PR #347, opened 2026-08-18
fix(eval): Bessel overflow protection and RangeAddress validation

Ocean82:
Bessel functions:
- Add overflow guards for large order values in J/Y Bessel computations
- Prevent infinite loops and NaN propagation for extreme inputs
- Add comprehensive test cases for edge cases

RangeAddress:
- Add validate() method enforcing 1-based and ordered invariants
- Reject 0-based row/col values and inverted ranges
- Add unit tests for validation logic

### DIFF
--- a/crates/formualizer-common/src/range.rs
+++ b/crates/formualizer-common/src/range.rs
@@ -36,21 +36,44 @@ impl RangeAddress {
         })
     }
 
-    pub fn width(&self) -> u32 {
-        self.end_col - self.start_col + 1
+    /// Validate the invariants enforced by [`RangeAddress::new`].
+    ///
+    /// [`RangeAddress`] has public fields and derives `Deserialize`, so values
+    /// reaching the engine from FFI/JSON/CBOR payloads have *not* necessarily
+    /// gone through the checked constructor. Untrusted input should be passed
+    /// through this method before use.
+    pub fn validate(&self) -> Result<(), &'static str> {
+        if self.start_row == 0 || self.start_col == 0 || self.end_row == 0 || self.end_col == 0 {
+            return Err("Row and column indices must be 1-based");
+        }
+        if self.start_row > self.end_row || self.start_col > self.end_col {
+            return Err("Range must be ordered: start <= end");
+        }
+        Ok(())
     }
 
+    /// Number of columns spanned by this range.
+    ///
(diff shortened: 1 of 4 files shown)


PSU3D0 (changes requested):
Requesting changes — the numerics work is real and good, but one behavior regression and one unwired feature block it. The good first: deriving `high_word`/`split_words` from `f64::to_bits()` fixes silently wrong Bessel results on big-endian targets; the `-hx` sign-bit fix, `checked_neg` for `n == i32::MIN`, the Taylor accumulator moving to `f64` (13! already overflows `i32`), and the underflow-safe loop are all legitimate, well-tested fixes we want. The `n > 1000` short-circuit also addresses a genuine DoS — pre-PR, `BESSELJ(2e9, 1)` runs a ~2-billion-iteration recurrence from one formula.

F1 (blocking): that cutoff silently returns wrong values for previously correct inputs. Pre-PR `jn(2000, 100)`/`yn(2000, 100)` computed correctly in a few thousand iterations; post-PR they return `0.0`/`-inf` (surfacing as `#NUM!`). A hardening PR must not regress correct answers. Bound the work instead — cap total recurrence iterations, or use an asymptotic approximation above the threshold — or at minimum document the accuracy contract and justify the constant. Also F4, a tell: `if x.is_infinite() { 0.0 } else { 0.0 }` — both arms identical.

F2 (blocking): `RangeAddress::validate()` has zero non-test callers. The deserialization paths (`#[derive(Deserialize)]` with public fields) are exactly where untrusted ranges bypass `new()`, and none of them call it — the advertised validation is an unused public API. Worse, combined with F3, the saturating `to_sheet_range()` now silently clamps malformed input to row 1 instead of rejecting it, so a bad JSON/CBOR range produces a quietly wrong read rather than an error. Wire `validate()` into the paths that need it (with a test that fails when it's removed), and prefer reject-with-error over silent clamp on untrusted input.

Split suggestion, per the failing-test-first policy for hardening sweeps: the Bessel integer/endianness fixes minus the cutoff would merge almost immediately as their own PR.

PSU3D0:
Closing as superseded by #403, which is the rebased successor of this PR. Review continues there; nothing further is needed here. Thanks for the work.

--

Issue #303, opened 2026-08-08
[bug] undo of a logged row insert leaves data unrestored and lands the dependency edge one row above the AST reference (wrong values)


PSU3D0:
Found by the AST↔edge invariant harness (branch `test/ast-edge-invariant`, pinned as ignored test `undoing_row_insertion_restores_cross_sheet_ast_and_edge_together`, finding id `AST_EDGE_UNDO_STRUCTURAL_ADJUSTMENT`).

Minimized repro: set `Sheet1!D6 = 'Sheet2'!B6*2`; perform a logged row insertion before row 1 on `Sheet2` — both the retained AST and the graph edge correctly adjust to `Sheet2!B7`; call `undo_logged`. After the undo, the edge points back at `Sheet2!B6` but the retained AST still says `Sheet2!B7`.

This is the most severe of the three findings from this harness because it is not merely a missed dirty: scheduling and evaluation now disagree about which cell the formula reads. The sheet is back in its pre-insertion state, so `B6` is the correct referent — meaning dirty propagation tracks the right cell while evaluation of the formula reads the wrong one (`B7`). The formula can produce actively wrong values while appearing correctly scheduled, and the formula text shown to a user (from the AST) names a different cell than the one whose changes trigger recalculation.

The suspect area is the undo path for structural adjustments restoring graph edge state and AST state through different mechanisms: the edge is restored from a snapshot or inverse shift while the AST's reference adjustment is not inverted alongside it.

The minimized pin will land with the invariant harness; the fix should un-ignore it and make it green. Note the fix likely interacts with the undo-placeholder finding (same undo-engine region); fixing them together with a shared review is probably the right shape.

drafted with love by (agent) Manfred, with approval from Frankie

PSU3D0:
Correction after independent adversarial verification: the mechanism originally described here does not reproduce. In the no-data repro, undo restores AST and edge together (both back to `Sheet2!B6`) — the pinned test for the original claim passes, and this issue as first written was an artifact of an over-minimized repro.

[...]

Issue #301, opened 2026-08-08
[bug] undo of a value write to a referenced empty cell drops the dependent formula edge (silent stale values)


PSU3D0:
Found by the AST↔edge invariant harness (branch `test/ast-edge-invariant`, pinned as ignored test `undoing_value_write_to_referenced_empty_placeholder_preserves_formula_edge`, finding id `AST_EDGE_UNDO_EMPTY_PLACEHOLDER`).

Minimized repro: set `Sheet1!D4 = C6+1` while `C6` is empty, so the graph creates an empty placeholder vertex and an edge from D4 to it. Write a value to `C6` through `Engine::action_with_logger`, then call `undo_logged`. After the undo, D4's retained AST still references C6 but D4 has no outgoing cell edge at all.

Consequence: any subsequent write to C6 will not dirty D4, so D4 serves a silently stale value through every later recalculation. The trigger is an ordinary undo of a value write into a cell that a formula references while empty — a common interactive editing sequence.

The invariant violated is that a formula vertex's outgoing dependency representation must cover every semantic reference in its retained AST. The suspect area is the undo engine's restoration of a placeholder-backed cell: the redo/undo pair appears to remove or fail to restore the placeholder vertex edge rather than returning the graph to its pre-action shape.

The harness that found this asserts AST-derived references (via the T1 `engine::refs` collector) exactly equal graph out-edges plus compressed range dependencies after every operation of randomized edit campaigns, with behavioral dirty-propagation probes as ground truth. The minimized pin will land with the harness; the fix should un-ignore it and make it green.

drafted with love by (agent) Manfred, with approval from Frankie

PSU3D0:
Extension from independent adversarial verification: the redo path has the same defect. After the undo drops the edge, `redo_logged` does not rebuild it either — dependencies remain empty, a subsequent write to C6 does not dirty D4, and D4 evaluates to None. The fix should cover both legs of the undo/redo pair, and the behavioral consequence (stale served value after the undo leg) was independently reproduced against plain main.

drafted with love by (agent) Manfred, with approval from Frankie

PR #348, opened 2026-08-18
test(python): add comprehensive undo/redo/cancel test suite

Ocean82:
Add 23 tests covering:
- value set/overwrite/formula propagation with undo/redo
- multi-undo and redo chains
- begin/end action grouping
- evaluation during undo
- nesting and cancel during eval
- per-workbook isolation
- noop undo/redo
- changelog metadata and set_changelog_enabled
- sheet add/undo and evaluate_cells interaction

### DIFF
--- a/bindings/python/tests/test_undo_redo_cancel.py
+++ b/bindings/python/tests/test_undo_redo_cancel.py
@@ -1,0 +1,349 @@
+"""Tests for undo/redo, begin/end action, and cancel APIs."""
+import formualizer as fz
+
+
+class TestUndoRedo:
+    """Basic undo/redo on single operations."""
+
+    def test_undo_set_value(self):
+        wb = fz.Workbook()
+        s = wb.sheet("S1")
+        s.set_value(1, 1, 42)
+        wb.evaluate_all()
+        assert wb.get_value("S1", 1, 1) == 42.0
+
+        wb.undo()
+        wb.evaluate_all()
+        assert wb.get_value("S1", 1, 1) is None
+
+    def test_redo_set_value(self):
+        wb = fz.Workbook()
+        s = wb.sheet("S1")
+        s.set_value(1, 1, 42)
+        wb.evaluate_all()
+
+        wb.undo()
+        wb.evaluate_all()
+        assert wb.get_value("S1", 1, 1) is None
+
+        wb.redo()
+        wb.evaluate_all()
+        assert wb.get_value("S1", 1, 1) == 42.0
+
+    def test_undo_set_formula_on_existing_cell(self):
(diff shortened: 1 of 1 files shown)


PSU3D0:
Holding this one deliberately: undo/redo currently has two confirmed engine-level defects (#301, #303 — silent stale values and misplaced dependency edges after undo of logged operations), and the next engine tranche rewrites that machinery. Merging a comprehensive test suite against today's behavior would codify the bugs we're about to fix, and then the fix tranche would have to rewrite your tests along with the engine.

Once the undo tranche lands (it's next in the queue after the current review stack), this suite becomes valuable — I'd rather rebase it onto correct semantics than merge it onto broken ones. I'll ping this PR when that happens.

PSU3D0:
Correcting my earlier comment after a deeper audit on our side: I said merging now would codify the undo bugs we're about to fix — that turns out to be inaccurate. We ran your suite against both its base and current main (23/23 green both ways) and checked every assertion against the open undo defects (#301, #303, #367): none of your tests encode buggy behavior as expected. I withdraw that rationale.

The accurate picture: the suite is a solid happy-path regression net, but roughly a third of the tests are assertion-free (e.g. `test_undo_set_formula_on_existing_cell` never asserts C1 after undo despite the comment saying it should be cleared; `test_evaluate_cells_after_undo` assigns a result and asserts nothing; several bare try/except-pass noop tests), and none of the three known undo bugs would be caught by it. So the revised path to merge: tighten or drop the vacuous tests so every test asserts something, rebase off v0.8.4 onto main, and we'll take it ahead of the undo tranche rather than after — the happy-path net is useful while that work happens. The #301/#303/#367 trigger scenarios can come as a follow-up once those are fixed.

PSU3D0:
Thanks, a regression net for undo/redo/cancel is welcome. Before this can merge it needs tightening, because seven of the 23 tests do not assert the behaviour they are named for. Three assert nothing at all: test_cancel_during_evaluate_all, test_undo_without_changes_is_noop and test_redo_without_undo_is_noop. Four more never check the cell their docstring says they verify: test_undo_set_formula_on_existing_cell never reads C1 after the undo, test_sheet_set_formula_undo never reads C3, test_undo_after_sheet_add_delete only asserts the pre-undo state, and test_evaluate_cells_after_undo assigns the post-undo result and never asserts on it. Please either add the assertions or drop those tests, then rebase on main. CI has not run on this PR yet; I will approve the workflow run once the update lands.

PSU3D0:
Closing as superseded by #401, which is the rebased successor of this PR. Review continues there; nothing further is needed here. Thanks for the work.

* * *

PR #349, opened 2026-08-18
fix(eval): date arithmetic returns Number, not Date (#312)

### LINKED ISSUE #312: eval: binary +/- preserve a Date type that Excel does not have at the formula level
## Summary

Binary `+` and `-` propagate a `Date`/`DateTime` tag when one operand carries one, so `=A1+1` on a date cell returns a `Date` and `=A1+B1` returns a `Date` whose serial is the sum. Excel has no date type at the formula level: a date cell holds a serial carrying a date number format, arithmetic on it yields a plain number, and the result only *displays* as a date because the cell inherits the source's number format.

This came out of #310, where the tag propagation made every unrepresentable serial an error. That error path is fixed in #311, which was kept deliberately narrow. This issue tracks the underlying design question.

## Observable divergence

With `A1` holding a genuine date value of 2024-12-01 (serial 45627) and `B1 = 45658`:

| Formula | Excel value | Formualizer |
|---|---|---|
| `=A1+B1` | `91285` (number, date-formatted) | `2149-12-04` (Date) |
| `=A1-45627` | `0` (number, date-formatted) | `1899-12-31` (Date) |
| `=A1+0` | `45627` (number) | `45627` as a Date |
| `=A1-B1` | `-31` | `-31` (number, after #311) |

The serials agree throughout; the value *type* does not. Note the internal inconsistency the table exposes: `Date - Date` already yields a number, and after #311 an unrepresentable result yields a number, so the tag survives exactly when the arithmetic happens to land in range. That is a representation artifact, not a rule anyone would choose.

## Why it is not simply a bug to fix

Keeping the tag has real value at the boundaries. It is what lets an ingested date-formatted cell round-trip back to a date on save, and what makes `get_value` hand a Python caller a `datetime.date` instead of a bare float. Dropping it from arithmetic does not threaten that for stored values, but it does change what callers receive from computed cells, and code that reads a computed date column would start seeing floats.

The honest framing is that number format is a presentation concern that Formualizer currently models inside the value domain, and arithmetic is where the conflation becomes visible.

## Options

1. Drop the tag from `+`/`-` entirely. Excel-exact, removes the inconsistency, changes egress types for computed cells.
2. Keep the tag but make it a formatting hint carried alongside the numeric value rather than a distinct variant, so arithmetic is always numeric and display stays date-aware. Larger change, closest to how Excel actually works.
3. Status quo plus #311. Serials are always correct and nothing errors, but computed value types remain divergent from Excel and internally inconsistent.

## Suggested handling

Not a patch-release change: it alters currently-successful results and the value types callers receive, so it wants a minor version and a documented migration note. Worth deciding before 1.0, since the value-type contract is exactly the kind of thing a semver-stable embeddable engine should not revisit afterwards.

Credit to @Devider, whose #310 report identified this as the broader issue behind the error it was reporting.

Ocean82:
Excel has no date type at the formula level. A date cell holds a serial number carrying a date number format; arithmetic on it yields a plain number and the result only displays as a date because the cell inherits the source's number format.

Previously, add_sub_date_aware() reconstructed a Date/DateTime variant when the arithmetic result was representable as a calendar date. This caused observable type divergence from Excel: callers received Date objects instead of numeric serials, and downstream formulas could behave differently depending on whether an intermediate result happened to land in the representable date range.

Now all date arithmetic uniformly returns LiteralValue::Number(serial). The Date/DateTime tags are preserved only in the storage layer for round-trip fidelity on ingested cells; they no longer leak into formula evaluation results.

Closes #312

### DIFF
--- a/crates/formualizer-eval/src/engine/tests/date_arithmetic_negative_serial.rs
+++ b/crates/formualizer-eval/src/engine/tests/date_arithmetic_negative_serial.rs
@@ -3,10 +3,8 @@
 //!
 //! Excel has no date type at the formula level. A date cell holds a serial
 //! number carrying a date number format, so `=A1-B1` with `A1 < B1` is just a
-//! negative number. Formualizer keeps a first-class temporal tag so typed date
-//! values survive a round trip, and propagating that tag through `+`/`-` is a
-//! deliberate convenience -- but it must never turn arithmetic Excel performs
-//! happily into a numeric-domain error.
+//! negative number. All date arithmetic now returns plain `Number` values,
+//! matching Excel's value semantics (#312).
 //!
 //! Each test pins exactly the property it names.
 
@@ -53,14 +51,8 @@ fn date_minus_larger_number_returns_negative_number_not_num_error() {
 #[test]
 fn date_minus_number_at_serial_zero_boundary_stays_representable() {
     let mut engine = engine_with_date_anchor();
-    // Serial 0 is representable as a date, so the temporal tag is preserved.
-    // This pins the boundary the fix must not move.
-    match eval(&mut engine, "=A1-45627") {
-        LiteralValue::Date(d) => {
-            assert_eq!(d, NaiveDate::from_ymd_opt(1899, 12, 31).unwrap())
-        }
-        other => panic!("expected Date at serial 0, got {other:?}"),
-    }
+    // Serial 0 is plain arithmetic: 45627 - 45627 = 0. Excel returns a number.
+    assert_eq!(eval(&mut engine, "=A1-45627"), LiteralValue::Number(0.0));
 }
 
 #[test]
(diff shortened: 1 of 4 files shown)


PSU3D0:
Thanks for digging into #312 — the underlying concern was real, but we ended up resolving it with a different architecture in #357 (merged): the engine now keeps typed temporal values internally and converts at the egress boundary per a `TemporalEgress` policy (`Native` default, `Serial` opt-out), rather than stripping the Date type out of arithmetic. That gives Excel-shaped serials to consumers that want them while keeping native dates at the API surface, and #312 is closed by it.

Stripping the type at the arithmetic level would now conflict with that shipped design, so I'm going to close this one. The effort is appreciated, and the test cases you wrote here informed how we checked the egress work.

### ABOUT THIS TASK
For the material above, reproduce exactly the lines from the line with "Thanks for digging" to the line with "Stripping the type", inclusive, and exclude all others.

### YOUR SOLUTION
Thanks for digging into #312 — the underlying concern was real, but we ended up resolving it with a different architecture in #357 (merged): the engine now keeps typed temporal values internally and converts at the egress boundary per a `TemporalEgress` policy (`Native` default, `Serial` opt-out), rather than stripping the Date type out of arithmetic. That gives Excel-shaped serials to consumers that want them while keeping native dates at the API surface, and #312 is closed by it.

Stripping the type at the arithmetic level would now conflict with that shipped design, so I'm going to close this one. The effort is appreciated, and the test cases you wrote here informed how we checked the egress work.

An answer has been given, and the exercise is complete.